Stored entries:

PR #8444, opened 2025-06-06
Add support for sqlite database

pythongosssss:
Cut down version of https://github.com/comfyanonymous/ComfyUI/pull/8432, to just contain the database setup code.

### DIFF
--- a/app/database/db.py
+++ b/app/database/db.py
@@ -1,0 +1,112 @@
+import logging
+import os
+import shutil
+from app.logger import log_startup_warning
+from utils.install_util import get_missing_requirements_message
+from comfy.cli_args import args
+
+_DB_AVAILABLE = False
+Session = None
+
+
+try:
+    from alembic import command
+    from alembic.config import Config
+    from alembic.runtime.migration import MigrationContext
+    from alembic.script import ScriptDirectory
+    from sqlalchemy import create_engine
+    from sqlalchemy.orm import sessionmaker
+
+    _DB_AVAILABLE = True
+except ImportError as e:
+    log_startup_warning(
+        f"""
+------------------------------------------------------------------------
+Error importing dependencies: {e}
+{get_missing_requirements_message()}
+This error is happening because ComfyUI now uses a local sqlite database.
+------------------------------------------------------------------------
+""".strip()
+    )
+
+
+def dependencies_available():
+    """
+    Temporary function to check if the dependencies are available
+    """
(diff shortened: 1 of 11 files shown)


bigcat88:
Suggestions:

1. Use `WAL` mode from start in case the database is SQLite
2. Use `async` from start to not rewrite code in future (even for SQLite)

Some code can be taken from here:

https://github.com/Visionatrix/Visionatrix/blob/ea4caf0a30f0a0c5a21d440be802cd2e624ffcf3/visionatrix/database.py#L210-L243

bigcat88:
Also It would be great to be able to turn off the default database entirely - or better yet, to introduce a set of well-defined asynchronous persistence interfaces. That way, anyone building on ComfyUI (or simply wanting to swap in a different database backend) could implement those interfaces and have their chosen storage engine used transparently.
Moreover, a plugin‐based system for this feature feels much more in line with ComfyUI’s modular design; in its current form the PR seems geared more toward a Comfy-Desktop design. (I may be off-base here, as I haven’t seen all of the internal discussion)

webfiltered:
> or simply wanting to swap in a different database backend

Is there an issue with the current ORM impl. that would prevent this?  Adding a custom abstraction layer feels pretty impractical to maintain, at present.

bigcat88:
> Is there an issue with the current ORM impl. that would prevent this? Adding a custom abstraction layer feels pretty impractical to maintain, at present.

As far as I know - no, you are absolutely right about not having to build an additional layer over SqlAlchemy. I probably didn't describe it quite accurately. By backends I meant SqlAlchemy `engines`, they are called backends in [some places](https://docs.sqlalchemy.org/en/21/core/engines.html#backend-specific-urls).

app/database/db.py
```diff
@@ -0,0 +1,112 @@
...
+    config = Config(config_path)
+    config.set_main_option("script_location", scripts_path)
+    config.set_main_option("sqlalchemy.url", args.database_url)
+
+    return config
+
+
+def get_db_path():
+    url = args.database_url
+    if url.startswith("sqlite:///"):
```
webfiltered, line 62: Do we need the `^sqlite:///` check?  I assume the ORM will have an appropriate fit if it's misconfigured.

@bigcat88 Hadn't noticed this - disregard my earlier comment!

webfiltered:
n.b. Merged as-is to unblock work, and flagged for follow-up / testing regarding allowing other DBs.

PR #7032, opened 2025-03-02
Feat: Add basic LoRA training support

yoland68:
For more details: https://github.com/Comfy-Org/rfcs/pull/26

PR #8446, opened 2025-06-06
LoRA Trainer: LoRA training node in weight adapter scheme

KohakuBlueleaf:
As title, in this PR I modify the #7032 to use the new weight adapter scheme in LoRA Training Node created by @yoland68 

Since the old PR is far behind the master and I have to sync the fork to utilize weight adapter scheme so I open a new PR.

The things I did in this PR:
* Add "Train Module" for LoRA, Add training related API in weight adapter implementation
* Add "Load LoRA Model" which use the state_dict from training node directly so it will use inference-specific implementation instead of the training-specific implementation which is way slower
* Add gradient checkpointing in training, which make the training consume almostly same VRAM as inference
* Unload all other module before training to ensure we have enough vram
* Use tqdm progress bar in lora training

Next Step:
* Finish "Train Module" for other algorithm then add algo selection
* Add objective selection, currently the training node will parameterize the output to x0-pred than do loss on x0/x0-pred directly, which may not be optimal for model in different objective
* Add better dataset implementation

example:
image
image


comfy/ldm/cosmos/blocks.py
```diff
@@ -796,12 +796,15 @@ def forward(
...
-            x = block(
-                x,
-                emb_B_D,
-                crossattn_emb,
-                crossattn_mask,
-                rope_emb_L_1_1_D=rope_emb_L_1_1_D,
-                adaln_lora_B_3D=adaln_lora_B_3D,
-            )
+            if self.training:
+                x = torch.utils.checkpoint.checkpoint(block, x, emb_B_D, crossattn_emb, crossattn_mask, rope_emb_L_1_1_D, adaln_lora_B_3D, use_reentrant=False)
```
comfyanonymous: Your checkpointing patch means this can be removed right?

KohakuBlueleaf: I think so, need some test I guess

comfy_extras/nodes_train.py
```diff
@@ -0,0 +1,711 @@
...
+                        "tooltip": "The seed to use for training (used in generator for LoRA weight initialization and noise sampling)",
+                    },
+                ),
+                "training_dtype": (
+                    ["bf16",  "fp32"],
+                    {"default": "bf16", "tooltip": "The dtype to use for training."},
+                ),
+                "lora_dtype": (
+                    ["bf16", "fp32"],
+                    {"default": "bf32", "tooltip": "The dtype to use for lora."},
```
comfyanonymous: bf32?

comfy_extras/nodes_train.py
```diff
@@ -0,0 +1,711 @@
...
+        training_dtype,
+        lora_dtype,
+        existing_lora,
+    ):
+        num_images = image.shape[0]
+        indices = torch.randperm(num_images)[:batch_size]
+        batch_tensor = image[indices]
+
+        # Ensure we're not in inference mode when encoding
+        encoded = vae.encode(batch_tensor)
```
comfyanonymous: I think this node should take a latent input instead of a VAE + image input.

KohakuBlueleaf: Makes sense, will modify it

comfy_extras/nodes_train.py
KohakuBlueleaf: Fixed

comfy_extras/nodes_train.py
KohakuBlueleaf: Done

comfy/ldm/cosmos/blocks.py
KohakuBlueleaf: Removed

razrien:
Well this certainly looks cool as heck

agarzon:
@KohakuBlueleaf can you please share the workflow show how to use this new merged feature? Thanks.

Issue #4006, opened 2024-07-12
unable to use Save Image node or Preview Image node


CCJetWing:
### Expected Behavior

I could save and preview the images a few days ago.

### Actual Behavior

From yesterday onward after updated the nodes, it gives the following message:

Prompt outputs failed validation: Exception when validating node: name 'full_type_name' is not defined
SaveImage:
- Exception when validating node: name 'full_type_name' is not defined

### Steps to Reproduce

It works when I use Empty Latent Image node but error comes out when I use VAE Encode (for Inpainting) node and Set Latent Noise Mask node pairs. 

### Debug Logs

```powershell
got prompt
Failed to validate prompt for output 9:
* (prompt):
  - Exception when validating node: name 'full_type_name' is not defined
* SaveImage 9:
  - Exception when validating node: name 'full_type_name' is not defined
Output will be ignored
invalid prompt: {'type': 'prompt_outputs_failed_validation', 'message': 'Prompt outputs failed validation', 'details': "Exception when validating node: name 'full_type_name' is not defined", 'extra_info': {}}
```

huchenlei:
Have you tried disable all custom nodes? You can do that by passing `--disable-all-custom-nodes` flag

ltdrdata:
The input name `full_type_name` is strange. Can you share your workflow?

fyepi:
I have encountered the same problem. The images have been generated and could be found under output folder but they don't show up in preview node.

There is no error on console at all. The workflow is a most minimal one. 

![image](https://github.com/user-attachments/assets/ac226f88-2637-4268-b7bc-0a0c1cb3acdb)

fyepi:
It seems to be a browser compatibility issue. The problem happens on Edge on Ubuntu 22.04. When using chrome no such problems.

kevinmarkwardt:
I do not think it's browser related, I am getting this error after updating to the latest update of ComfyUI

kevinmarkwardt:
Did another test with the default workflow and add a couple ip adapter nodes and got the error.
![Screenshot 2024-08-16 161722](https://github.com/user-attachments/assets/1a117fe0-55d8-4896-9842-39054574d1ec)

kevinmarkwardt:
Seems to be some sort of custom node that caused it.  Started from a fresh comfy_ui and installed most of the custom nodes back and the issue is gone.  I am good with closing this on my part.

UfiChyon:
Hi.
[...]

PR #8456, opened 2025-06-07
feat: template version display

yiqun12:
Fixes [#4006 ](https://github.com/Comfy-Org/ComfyUI_frontend/issues/4006)

This pull request introduces a new API endpoint to retrieve the version of the `comfyui-workflow-templates` package.

### Key Changes

-   **New API Endpoint**: Added a new GET route `/templates_version` to `server.py`.
-   **Version Parsing**: The endpoint handler reads the `requirements.txt` file, finds the line for `comfyui-workflow-templates`, and extracts its version number.
-   **JSON Response**: The version is returned in a JSON object with the key "version", for example: `{"version": "1.0.0"}`.
-   **Error Handling**: Includes basic error handling in case `requirements.txt` is not found or another error occurs during file reading.

### Purpose

This feature allows the frontend application to easily and programmatically check the installed version of the workflow templates. This is useful for displaying the version in a settings panel, debugging, or for future compatibility checks.

### Updated in 06/08/2025

This PR updates the implementation for issue [#4006](https://github.com/Comfy-Org/ComfyUI/issues/4006) by reusing the existing /system_stats API endpoint instead of introducing a new one.

image (3)

### DIFF
--- a/server.py
+++ b/server.py
@@ -729,6 +729,7 @@ class PromptServer():
                 to_delete = json_data['delete']
                 for id_to_delete in to_delete:
                     self.prompt_queue.delete_history_item(id_to_delete)
+
             return web.Response(status=200)
 
     async def setup(self):


server.py
```diff
@@ -711,6 +711,27 @@ async def post_history(request):
...
+                version = "not_found"
+                with open(requirements_path, 'r', encoding='utf-8') as f:
+                    for line in f:
+                        if line.startswith('comfyui-workflow-templates=='):
+                            version = line.strip().split('==')[1]
+                            break
+            except FileNotFoundError:
+                version = "requirements.txt not found"
+            except Exception as e:
+                print(f"Error reading version in get_workflow_templates_version: {e}")
```
webfiltered: Prefer `logging` over `print` for all messaging.

yiqun12:
> Overall I think this could be brought into an existing API endpoint. WDYT?

I just change the print to logging 👍 ：))))

yiqun12:
> Overall I think this could be brought into an existing API endpoint. WDYT?

Hmm Sure. Let me take a look to migrate it to an existing api endpoint.

bigcat88:
Why not make this endpoint so that you could pass the name of the package to it as input and it would return information about it. **This would be convenient to use in the future for other packages.**

It would also be more convenient to do this not by reading a text file, but by getting information about the package from the Python virtual environment (as it containes all packages information not only for ComfyUI but for other nodes and provides more precise information).

comfyanonymous:
I can't merge this if there's a failing check.

yiqun12:
> I can't merge this if there's a failing check.
Fixing it now — there was a syntax issue: blank line contained whitespace. Will double check when back from lunch.

yiqun12:
> I can't merge this if there's a failing check.
> Fixing it now — there was a syntax issue: blank line contained whitespace. Will double check when back from lunch.

yiqun12:
passed the test now

PR #8478, opened 2025-06-10
auto register web folder from pyproject

jtydhr88:
Two changes here:
1. improve the logic of parsing pyproject license, as tested, some custom nodes, for example, https://github.com/cubiq/ComfyUI_IPAdapter_plus/blob/a0f451a5113cf9becb0847b92884cb10cbdec0ef/pyproject.toml#L5 using `license = "GPL-3.0 license"` format which is not allowed previously (has validation error).
2. Automatically register web folder from pyproject if web="xx" configured in pyproject.toml, which is requested by @robinjhuang 

It should have cli PR here https://github.com/Comfy-Org/comfy-cli/pull/284 merged at the same time

Tested with https://github.com/Comfy-Org/ComfyUI-React-Extension-Template/pull/12

Additonally, why do we still need this web folder read from pyproject after we have the logic of `hasattr(module, "WEB_DIRECTORY")` below? 
From my understanding, the biggest benefit is that pyproject files can be used for ComfyRegister, and we can do additional security checks on these frontend files on the server side in the future.

### DIFF
--- a/comfy_config/types.py
+++ b/comfy_config/types.py
@@ -1,4 +1,4 @@
-from pydantic import BaseModel, Field
+from pydantic import BaseModel, Field, field_validator
 from pydantic_settings import BaseSettings, SettingsConfigDict
 from typing import List, Optional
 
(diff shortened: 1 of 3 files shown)


comfyanonymous:
Can you fix it?

guill (approved):
Looks good to me!

comfyanonymous:
I reverted it, can you make it not completely fail if the dependency is missing and warn the user to update the requirements.txt ?

jtydhr88:
Sure, will do soon

PR #8511, opened 2025-06-13
feat(memory): support container run in k8s

j2gg0s:
cAdvisor read Memory Limit: 
- https://github.com/google/cadvisor/blob/master/container/common/helpers.go#L174

cAdvisor read Memory Usage:
- https://github.com/opencontainers/cgroups/blob/main/fs2/memory.go#L136

### DIFF
--- a/comfy/model_management.py
+++ b/comfy/model_management.py
@@ -171,13 +171,27 @@ def get_torch_device():
         else:
             return torch.device(torch.cuda.current_device())
 
+cgroup_path_memory_max = None
+if os.path.isfile('/sys/fs/cgroup/memory.max'):
+    cgroup_path_memory_max = '/sys/fs/cgroup/memory.max'
+elif os.path.isfile('/sys/fs/cgroup/memory/memory.limit_in_bytes'):
+    cgroup_path_memory_max = '/sys/fs/cgroup/memory/memory.limit_in_bytes'
+
 def get_total_memory(dev=None, torch_total_too=False):
     global directml_enabled
     if dev is None:
         dev = get_torch_device()
 
     if hasattr(dev, 'type') and (dev.type == 'cpu' or dev.type == 'mps'):
-        mem_total = psutil.virtual_memory().total
+        mem_total = -1
+        if cgroup_path_memory_max is not None:
+            with open(cgroup_path_memory_max, 'r') as f:
+                raw = f.read()
+                if raw.isdigit():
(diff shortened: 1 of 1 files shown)


bigcat88:
Maybe to give context why it is important, here is some links:

https://github.com/crystian/ComfyUI-Crystools/issues/198
https://github.com/giampaolo/psutil/issues/490

*I'll try to test this PR today/tomorrow because I'm struggling with the same situation where I disable Smart Memory and containers hang after that, eating up all possible host memory..*

j2gg0s:
We are running ComfyUI on an Kubernetes cluster. In this setup, when using psutil, it retrieves memory information from the host machine rather than the memory allocated to the container.

I’m not very familiar with Python or psutil, but I suspect that psutil doesn’t include any special handling for Kubernetes, which results in it reporting host-level metrics instead of container-level ones.

I borrowed cAdvisor’s logic and directly read the relevant files inside the container to get the memory limit and memory usage of the container.

In this case:
	•	/sys/fs/cgroup/ corresponds to cgroup v2
	•	/sys/fs/cgroup/memory/ corresponds to cgroup v1

comfy/model_management.py
```diff
@@ -177,7 +177,14 @@ def get_total_memory(dev=None, torch_total_too=False):
         dev = get_torch_device()
 
     if hasattr(dev, 'type') and (dev.type == 'cpu' or dev.type == 'mps'):
-        mem_total = psutil.virtual_memory().total
+        mem_total = -1
+        for file in ['/sys/fs/cgroup/memory.max', '/sys/fs/cgroup/memory/memory.limit_in_bytes']:
+            if os.path.isfile(file):
+                with open(file, 'r') as f:
+                    mem_total = int(f.read())
```
bigcat88: note: in my test docker container the `/sys/fs/cgroup/memory.max` file contains `max` and not a number inside.

j2gg0s: Thank you very much, you were right.

I reviewed the relevant code in cAdvisor and have corrected my implementation accordingly.

bigcat88:
I have opened an alternative PR based on your wonderful findings.

Hope that this or that PR will be merged after the confirmation that it fixes the situation with Kubernetes. 🤗

alexisrolland:
Closed by https://github.com/Comfy-Org/ComfyUI/pull/15927

PR #8536, opened 2025-06-15
Use proper python executable and paths

maludwig:
When running tests with pytest:

```
pytest tests/inference
```

The test runner was just using "python" which works for when the system python is the thing running the tests. It doesn't work if the tests are run inside a virtualenv. Or if a different python was used.

This now uses the same python executable that the test files are running on, respecting virtualenvs, or alternate python installs.

It also fixes the paths in the `tests/inference/extra_model_paths.yaml` file to be properly mapped. The path should be relative to the extras file.

### DIFF
--- a/tests/inference/test_execution.py
+++ b/tests/inference/test_execution.py
@@ -14,6 +14,10 @@ import urllib.request
 import urllib.parse
 import urllib.error
 from comfy_execution.graph_utils import GraphBuilder, Node
+import os
+import sys
+
+PYTHON_EXECUTABLE_PATH = os.path.realpath(sys.executable)
 
 class RunResult:
     def __init__(self, prompt_id: str):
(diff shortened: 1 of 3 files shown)


hackedpassword:
Spent a good while yesterday fighting ComfyUI/torio (torch audio) complaining that ffmpeg pyd's were not available, yet they are and are being used by other plug-ins. To my best ability with python (which is heavily leaning on an extensive gpt analysis), dll's and pyd being different, python can't seem to get its concept of PATH straight to proper location inferences in an embedded env. I'm hoping this PR might address correcting that issue (simply moved torio out of site-packages for now).

maludwig:
Sorry @hackedpassword , I think this is unrelated to that. This fix is for the unit tests for ComfyUI. I think your problem is separate. Probably best to open an issue in torio.

tests/inference/test_execution.py
```diff
@@ -125,7 +129,7 @@ class TestExecution:
     def _server(self, args_pytest, request):
         # Start server
         pargs = [
-            'python','main.py',
+            PYTHON_EXECUTABLE_PATH,'main.py',
```
nick-morhun, line 132: Can it be empty or None?

PR #8569, opened 2025-06-18
Add `linear` scheduler

xzuyn:
It might be what you want when using the new Wan2.1 ([unless I misunderstood the code](https://github.com/ModelTC/lightx2v/blob/main/lightx2v/models/schedulers/wan/step_distill/scheduler.py)). For example, 4 steps will return `tensor([1.0000, 0.7500, 0.5000, 0.2500, 0.0000])`.

Either way, from what I can see the other schedulers don't do this, so this is just another plain scheduler you can use.

### DIFF
--- a/comfy/samplers.py
+++ b/comfy/samplers.py
@@ -463,6 +463,9 @@ def beta_scheduler(model_sampling, steps, alpha=0.6, beta=0.6):
     sigs += [0.0]
     return torch.FloatTensor(sigs)
 
+def linear_scheduler(model_sampling, steps):
+    return torch.linspace(1.0, 0.0, steps + 1)
+
 # from: https://github.com/genmoai/models/blob/main/src/mochi_preview/infer.py#L41
 def linear_quadratic_schedule(model_sampling, steps, threshold_noise=0.025, linear_steps=None):
     if steps == 1:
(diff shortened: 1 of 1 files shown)


chaObserv:
It seems that the sampling schedule is [here](https://github.com/ModelTC/lightx2v/blob/621d4c322dded70e9f9cd8f58fcce25d911253ce/lightx2v/models/schedulers/wan/scheduler.py#L62). 

The `karras` scheduler with `rho = 1` can perform similar linear scheduling, but it retains the minimum sigma. It might be better to use `sigma_max` from `model_sampling` instead of the hard-coded `1.0`.

xzuyn:
Not sure if I need to have `linear_scheduler` handle the shift itself, or if that gets handled elsewhere. I don't see the other schedulers mention it, so I'm assuming it's elsewhere.

comfyanonymous:
Which sigmas does the sgm_uniform scheduler give you?

xzuyn:
For 4 steps sgm_uniform gives `tensor([1.0000, 0.9604, 0.8904, 0.7335, 0.0000])`.

comfyanonymous:
Right, set the shift to 1 in the ModelSamplingSD3 node and then it should return the same thing as your linear scheduler.

xzuyn:
With shift 1 it gives `tensor([1.0000, 0.7502, 0.5005, 0.2508, 0.0000])`. Yea seems this PR isn't needed then.

PR #8581, opened 2025-06-18
Add logic operation nodes

LaVie024:
This is a continuation of a now dormant PR draft, #8024. This is intended to be a more streamlined and simplified version, and currently I am only focused on adding three logic nodes involving booleans for the moment.

### Boolean Logic Gate

In the original PR, these were all a bunch of nodes that were simply cumbersome to go through. This node effectively combines it into one node right here. We can select AND, OR, NAND, NOR, XOR, and XNOR, all the logic functions we could ask for.

(screenshot is currently inaccurate, NOT was added but then removed, it's behavior here at least can be replicated with NAND, will have to wait for V3 schema to be able to add it back)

Assignment:
Beginning at the line above that contains "PR #8446, opened 2025-06-06", return each line exactly through the line that contains "in different objective", and no others.

Solution to this problem:
PR #8446, opened 2025-06-06
LoRA Trainer: LoRA training node in weight adapter scheme

KohakuBlueleaf:
As title, in this PR I modify the #7032 to use the new weight adapter scheme in LoRA Training Node created by @yoland68 

Since the old PR is far behind the master and I have to sync the fork to utilize weight adapter scheme so I open a new PR.

The things I did in this PR:
* Add "Train Module" for LoRA, Add training related API in weight adapter implementation
* Add "Load LoRA Model" which use the state_dict from training node directly so it will use inference-specific implementation instead of the training-specific implementation which is way slower
* Add gradient checkpointing in training, which make the training consume almostly same VRAM as inference
* Unload all other module before training to ensure we have enough vram
* Use tqdm progress bar in lora training

Next Step:
* Finish "Train Module" for other algorithm then add algo selection
* Add objective selection, currently the training node will parameterize the output to x0-pred than do loss on x0/x0-pred directly, which may not be optimal for model in different objective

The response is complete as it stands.